* [Stored data]:
==============================

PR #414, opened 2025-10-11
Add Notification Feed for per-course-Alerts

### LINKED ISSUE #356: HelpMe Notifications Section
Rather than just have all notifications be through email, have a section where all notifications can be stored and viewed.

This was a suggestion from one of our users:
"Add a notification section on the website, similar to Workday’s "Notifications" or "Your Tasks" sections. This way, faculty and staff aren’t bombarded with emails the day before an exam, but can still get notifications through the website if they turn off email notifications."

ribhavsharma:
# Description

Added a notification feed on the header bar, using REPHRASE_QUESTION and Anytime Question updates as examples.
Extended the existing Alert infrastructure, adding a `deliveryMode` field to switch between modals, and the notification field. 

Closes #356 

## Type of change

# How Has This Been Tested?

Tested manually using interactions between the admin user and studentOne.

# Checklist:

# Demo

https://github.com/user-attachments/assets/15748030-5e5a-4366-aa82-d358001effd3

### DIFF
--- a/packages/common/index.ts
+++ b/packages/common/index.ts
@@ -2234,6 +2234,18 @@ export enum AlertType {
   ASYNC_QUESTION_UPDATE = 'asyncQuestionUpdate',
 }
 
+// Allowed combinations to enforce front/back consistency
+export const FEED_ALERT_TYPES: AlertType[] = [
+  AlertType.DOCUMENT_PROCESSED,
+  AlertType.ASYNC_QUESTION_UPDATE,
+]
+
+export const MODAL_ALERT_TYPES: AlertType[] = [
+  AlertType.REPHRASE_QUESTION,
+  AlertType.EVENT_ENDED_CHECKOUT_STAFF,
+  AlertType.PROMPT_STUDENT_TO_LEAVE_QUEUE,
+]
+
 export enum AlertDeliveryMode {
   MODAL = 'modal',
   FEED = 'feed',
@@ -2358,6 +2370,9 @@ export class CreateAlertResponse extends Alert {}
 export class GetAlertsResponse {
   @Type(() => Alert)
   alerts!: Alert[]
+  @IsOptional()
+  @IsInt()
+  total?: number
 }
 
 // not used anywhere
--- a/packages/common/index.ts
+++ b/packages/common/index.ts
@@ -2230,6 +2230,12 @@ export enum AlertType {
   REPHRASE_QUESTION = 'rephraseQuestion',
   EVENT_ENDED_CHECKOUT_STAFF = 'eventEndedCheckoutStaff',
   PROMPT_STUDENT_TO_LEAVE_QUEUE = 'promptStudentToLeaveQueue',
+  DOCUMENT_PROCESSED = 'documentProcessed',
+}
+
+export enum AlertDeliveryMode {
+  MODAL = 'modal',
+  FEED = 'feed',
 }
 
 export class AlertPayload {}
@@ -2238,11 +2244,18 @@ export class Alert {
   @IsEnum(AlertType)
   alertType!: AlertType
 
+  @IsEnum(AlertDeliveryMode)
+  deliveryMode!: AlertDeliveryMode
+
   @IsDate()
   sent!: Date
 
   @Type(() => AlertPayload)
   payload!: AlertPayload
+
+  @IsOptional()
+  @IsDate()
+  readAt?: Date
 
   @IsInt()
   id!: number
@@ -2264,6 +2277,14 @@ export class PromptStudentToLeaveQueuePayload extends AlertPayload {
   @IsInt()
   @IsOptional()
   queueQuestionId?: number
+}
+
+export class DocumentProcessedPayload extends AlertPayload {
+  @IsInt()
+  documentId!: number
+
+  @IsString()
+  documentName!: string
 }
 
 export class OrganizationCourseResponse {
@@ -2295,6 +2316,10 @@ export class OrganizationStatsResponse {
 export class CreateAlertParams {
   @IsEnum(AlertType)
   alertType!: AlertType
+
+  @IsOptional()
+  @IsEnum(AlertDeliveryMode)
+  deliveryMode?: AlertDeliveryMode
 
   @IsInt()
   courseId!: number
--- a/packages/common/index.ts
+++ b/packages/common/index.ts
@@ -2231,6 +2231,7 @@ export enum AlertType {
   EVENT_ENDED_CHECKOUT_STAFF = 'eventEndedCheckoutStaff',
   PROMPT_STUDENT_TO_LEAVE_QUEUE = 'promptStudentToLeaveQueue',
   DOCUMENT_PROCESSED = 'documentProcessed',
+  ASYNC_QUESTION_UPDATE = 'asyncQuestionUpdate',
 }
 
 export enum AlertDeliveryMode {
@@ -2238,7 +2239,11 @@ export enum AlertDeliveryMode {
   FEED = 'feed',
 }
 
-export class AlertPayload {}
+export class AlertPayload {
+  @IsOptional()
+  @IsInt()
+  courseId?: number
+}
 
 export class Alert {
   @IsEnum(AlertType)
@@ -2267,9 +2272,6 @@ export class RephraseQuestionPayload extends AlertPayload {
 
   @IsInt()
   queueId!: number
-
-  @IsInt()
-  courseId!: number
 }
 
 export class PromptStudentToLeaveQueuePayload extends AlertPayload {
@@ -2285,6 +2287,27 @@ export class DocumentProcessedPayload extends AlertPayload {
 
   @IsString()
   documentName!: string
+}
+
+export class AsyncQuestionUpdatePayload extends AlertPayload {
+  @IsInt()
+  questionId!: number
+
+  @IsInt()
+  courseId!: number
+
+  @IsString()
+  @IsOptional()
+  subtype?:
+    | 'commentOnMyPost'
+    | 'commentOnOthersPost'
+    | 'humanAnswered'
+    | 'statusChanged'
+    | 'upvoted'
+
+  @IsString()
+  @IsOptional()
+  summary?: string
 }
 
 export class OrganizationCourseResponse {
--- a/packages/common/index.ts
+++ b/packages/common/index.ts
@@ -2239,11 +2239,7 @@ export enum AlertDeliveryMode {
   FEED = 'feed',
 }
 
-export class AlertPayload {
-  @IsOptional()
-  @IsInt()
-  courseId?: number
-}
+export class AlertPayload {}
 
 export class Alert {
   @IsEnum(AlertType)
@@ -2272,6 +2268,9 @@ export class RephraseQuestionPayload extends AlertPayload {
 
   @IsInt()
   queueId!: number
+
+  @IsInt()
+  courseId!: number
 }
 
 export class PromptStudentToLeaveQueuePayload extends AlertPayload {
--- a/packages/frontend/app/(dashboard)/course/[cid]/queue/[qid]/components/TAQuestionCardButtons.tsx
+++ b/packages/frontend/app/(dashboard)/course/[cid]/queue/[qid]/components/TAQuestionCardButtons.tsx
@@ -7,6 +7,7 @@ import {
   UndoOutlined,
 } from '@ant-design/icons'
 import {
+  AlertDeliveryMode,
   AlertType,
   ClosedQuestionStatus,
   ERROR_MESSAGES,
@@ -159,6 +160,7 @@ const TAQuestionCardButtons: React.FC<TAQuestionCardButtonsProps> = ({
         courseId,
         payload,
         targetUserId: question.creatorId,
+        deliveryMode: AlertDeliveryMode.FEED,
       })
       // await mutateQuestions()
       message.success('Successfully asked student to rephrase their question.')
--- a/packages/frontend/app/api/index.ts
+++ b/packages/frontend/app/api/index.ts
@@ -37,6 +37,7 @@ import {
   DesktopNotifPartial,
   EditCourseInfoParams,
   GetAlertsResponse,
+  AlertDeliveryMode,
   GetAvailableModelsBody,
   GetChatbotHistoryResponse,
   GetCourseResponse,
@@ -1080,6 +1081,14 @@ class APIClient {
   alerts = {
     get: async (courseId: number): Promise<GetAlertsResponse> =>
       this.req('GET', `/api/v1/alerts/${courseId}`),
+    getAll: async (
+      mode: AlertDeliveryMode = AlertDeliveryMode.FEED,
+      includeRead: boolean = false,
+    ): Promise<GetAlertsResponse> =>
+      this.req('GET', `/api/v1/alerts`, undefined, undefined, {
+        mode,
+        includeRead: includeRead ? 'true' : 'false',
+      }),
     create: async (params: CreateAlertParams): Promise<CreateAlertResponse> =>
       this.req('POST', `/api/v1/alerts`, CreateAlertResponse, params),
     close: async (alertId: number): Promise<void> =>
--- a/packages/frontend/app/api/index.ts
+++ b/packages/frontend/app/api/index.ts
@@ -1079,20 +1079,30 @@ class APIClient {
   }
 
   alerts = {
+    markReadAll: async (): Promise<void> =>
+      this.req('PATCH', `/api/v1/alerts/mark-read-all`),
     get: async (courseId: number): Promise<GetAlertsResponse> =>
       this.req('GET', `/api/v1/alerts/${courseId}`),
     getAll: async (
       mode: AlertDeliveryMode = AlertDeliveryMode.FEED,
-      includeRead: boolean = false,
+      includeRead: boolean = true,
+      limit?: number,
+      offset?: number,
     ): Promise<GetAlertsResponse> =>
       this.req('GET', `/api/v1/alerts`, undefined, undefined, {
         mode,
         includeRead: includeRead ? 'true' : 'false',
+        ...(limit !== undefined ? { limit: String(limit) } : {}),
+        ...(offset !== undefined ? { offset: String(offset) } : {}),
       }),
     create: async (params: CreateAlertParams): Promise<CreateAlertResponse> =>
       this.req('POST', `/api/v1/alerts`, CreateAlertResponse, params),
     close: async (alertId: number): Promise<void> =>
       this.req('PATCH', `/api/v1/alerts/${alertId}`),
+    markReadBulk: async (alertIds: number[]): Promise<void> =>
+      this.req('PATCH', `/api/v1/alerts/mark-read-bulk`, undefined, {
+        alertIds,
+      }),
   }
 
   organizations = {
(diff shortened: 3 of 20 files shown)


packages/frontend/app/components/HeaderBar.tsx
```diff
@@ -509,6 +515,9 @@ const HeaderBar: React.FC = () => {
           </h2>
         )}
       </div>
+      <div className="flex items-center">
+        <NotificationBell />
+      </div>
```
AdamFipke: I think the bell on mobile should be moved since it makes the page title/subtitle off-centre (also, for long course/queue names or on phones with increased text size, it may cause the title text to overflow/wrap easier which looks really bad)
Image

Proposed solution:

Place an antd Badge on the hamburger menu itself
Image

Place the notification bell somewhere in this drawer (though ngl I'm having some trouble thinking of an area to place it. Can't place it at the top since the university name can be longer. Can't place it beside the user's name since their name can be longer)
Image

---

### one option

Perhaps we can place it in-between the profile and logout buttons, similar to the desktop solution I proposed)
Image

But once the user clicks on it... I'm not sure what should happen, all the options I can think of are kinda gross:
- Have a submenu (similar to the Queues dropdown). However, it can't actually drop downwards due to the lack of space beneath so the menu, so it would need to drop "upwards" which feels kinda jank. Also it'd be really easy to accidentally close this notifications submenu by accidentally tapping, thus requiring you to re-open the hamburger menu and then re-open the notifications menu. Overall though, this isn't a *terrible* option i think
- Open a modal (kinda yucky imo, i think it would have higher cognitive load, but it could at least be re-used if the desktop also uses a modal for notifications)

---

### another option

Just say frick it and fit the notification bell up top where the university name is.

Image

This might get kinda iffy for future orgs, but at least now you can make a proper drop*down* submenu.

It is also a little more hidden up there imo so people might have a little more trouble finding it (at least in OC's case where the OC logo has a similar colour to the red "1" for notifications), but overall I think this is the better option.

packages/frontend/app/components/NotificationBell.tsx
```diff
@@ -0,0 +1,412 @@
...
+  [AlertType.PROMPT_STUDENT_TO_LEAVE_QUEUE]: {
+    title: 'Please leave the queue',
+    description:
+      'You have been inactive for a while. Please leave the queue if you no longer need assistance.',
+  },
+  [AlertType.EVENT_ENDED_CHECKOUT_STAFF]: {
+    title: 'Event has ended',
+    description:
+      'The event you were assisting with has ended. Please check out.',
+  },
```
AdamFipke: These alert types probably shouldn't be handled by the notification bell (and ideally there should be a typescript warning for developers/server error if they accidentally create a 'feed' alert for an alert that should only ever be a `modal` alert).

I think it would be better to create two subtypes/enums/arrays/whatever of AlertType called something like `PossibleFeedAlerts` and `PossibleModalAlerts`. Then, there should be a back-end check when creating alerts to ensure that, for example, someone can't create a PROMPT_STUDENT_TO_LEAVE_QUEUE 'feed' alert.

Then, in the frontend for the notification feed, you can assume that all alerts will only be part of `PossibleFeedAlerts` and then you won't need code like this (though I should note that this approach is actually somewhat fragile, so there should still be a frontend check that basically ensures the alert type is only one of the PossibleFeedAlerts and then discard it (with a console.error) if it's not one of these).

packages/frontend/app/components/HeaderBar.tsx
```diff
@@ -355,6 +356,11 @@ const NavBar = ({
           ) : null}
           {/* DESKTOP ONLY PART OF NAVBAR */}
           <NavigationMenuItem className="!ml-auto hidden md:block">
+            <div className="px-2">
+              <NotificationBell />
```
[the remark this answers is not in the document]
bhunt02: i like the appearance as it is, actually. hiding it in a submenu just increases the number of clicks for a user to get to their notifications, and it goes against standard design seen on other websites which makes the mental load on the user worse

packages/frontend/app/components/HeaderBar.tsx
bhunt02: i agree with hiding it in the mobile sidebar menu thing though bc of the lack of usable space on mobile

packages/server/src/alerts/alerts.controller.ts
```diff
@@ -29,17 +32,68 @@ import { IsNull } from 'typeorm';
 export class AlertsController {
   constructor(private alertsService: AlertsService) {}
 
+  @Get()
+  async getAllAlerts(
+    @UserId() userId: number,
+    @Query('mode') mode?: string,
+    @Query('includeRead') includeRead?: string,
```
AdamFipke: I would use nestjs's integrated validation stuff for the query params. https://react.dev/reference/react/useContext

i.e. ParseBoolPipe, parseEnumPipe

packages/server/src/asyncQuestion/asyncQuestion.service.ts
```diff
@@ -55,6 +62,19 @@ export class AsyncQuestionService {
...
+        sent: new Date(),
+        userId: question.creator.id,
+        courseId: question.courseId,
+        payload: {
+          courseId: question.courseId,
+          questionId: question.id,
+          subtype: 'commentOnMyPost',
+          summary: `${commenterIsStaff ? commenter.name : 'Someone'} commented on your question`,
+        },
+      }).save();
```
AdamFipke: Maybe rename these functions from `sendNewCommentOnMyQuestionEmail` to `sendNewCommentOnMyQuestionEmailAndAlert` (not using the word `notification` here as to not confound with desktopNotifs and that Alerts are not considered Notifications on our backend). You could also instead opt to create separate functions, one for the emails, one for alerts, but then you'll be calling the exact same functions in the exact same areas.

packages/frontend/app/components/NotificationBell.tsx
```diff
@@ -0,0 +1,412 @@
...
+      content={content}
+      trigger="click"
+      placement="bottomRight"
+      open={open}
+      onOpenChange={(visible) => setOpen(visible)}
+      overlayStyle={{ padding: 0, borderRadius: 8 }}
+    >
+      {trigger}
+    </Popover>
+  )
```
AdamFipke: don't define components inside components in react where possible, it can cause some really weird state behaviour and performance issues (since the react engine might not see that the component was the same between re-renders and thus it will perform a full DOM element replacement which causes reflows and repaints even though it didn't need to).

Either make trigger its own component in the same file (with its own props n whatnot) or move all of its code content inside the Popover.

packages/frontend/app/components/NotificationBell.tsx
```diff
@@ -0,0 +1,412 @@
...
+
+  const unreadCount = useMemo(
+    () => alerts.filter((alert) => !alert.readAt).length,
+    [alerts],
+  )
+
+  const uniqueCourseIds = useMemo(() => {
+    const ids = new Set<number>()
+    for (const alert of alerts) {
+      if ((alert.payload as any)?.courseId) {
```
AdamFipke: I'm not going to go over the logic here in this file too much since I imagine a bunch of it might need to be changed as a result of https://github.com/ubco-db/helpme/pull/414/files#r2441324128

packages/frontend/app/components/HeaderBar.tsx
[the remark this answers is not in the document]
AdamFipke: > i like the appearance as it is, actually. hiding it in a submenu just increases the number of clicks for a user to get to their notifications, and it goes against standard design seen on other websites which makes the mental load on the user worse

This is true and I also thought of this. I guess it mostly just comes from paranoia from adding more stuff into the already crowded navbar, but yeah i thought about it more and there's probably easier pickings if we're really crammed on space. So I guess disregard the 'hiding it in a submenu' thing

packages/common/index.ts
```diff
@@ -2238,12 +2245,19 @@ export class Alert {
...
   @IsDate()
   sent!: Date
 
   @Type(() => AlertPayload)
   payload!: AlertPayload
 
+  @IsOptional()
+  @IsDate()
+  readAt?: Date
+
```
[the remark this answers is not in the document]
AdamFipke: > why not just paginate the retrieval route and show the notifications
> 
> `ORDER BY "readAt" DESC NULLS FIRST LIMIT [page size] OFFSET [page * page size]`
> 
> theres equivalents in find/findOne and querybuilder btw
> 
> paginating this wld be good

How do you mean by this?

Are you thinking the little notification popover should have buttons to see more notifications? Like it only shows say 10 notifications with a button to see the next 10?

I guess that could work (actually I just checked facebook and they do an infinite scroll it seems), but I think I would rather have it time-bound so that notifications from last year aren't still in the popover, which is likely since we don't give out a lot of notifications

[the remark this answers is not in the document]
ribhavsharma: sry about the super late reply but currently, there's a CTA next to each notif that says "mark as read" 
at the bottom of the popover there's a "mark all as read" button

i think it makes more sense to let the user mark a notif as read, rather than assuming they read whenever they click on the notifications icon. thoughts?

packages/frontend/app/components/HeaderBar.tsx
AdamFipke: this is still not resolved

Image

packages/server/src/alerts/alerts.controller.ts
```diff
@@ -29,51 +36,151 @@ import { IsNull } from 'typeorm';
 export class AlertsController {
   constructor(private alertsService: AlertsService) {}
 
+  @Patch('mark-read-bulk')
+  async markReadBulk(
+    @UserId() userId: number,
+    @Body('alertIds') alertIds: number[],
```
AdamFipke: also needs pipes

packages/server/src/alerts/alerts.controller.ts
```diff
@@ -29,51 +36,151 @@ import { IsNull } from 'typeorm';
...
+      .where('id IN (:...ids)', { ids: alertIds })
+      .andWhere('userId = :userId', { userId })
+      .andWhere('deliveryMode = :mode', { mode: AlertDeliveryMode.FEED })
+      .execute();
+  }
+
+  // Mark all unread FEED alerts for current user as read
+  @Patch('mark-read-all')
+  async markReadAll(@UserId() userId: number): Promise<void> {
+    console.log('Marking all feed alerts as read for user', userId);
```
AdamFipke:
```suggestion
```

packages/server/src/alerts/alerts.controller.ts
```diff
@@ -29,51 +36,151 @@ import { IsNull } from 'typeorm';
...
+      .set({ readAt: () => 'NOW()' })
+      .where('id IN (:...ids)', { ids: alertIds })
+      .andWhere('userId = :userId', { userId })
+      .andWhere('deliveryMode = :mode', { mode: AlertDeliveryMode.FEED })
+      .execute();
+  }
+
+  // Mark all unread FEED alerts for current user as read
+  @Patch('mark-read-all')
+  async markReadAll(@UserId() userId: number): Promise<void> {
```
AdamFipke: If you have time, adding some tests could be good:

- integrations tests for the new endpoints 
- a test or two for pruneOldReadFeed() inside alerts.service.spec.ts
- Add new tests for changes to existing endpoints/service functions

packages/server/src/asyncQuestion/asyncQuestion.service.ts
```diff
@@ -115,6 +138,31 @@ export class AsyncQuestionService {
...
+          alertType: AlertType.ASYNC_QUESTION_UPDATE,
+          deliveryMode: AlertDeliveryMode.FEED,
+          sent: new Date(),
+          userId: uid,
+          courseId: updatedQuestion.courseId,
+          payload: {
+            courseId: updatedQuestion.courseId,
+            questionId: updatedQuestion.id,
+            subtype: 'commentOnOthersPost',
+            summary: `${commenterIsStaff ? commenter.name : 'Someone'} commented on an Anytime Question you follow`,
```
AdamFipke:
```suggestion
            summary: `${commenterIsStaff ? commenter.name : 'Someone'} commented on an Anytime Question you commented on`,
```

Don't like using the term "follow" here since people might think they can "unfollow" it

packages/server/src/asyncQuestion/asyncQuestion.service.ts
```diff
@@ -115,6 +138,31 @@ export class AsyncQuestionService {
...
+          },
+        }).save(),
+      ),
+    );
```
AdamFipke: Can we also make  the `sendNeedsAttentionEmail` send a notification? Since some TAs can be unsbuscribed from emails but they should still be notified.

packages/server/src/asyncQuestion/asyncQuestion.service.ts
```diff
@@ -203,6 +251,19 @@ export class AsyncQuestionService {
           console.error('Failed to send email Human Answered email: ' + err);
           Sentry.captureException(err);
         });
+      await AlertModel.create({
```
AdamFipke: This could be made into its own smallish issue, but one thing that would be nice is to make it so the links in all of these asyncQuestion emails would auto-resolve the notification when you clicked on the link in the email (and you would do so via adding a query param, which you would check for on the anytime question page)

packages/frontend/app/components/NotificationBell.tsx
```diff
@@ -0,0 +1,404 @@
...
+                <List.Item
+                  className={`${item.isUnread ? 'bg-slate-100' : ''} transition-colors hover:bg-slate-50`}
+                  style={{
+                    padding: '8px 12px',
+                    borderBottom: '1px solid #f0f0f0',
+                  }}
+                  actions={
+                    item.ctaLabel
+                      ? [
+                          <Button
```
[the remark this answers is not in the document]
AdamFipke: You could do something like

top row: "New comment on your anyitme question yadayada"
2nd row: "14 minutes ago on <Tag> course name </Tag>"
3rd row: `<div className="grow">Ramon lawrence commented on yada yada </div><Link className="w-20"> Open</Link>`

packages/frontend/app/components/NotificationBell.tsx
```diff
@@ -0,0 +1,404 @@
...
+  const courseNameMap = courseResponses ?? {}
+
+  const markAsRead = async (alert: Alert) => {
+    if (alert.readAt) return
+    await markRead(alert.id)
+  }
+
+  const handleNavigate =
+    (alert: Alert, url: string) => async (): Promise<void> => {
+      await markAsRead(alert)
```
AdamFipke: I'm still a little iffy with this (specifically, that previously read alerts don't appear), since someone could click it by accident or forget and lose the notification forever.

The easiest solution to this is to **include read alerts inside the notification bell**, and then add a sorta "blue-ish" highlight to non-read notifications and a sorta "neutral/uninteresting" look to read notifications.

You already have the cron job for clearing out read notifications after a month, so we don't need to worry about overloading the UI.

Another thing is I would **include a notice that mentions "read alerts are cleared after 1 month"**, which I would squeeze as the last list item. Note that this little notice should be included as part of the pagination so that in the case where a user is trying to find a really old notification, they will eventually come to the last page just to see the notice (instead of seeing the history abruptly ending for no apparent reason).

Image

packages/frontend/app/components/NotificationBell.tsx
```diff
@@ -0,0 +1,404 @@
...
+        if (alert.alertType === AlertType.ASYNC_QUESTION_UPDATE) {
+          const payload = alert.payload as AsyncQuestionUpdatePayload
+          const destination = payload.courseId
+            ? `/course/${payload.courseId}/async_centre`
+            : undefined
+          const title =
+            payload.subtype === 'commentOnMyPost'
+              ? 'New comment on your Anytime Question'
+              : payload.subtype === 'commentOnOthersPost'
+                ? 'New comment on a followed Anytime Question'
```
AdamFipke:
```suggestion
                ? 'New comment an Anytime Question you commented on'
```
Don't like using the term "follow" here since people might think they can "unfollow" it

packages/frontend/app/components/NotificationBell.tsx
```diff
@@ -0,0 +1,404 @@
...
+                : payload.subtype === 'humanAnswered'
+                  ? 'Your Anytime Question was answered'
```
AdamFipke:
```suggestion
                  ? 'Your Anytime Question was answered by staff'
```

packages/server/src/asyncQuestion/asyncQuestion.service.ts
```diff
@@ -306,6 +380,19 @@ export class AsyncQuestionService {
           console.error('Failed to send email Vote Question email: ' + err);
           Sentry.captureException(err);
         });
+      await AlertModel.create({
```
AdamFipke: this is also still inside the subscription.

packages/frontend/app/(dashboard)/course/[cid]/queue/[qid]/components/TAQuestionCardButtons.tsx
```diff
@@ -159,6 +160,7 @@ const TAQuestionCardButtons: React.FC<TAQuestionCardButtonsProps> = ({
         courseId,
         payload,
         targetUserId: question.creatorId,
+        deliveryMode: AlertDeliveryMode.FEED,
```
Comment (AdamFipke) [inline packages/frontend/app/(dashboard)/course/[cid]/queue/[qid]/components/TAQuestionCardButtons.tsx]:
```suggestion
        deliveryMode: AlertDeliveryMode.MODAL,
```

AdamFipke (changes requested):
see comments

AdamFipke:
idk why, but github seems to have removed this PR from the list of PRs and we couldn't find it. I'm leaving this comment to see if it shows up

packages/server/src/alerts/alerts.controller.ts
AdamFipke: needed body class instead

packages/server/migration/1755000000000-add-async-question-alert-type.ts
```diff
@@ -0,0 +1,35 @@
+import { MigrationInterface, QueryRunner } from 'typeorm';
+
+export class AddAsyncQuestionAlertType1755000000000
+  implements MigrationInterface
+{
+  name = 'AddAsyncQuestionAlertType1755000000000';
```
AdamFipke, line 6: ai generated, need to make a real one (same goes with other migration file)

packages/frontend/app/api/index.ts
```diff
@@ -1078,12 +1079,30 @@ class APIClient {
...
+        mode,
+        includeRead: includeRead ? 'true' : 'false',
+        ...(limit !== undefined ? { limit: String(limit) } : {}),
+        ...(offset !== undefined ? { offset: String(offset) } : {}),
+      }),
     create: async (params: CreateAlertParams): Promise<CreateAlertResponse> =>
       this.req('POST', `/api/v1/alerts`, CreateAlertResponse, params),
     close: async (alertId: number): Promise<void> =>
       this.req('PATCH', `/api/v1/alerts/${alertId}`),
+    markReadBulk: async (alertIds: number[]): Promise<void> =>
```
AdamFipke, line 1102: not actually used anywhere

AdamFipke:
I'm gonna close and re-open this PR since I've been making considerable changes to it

==============================

* [WHAT THE TASK ASKS]:
The string "more" marks the lines to copy; report each of them from the data above.

* [SOLUTION]:
It is also a little more hidden up there imo so people might have a little more trouble finding it (at least in OC's case where the OC logo has a similar colour to the red "1" for notifications), but overall I think this is the better option.
This is true and I also thought of this. I guess it mostly just comes from paranoia from adding more stuff into the already crowded navbar, but yeah i thought about it more and there's probably easier pickings if we're really crammed on space. So I guess disregard the 'hiding it in a submenu' thing
Are you thinking the little notification popover should have buttons to see more notifications? Like it only shows say 10 notifications with a button to see the next 10?
i think it makes more sense to let the user mark a notif as read, rather than assuming they read whenever they click on the notifications icon. thoughts?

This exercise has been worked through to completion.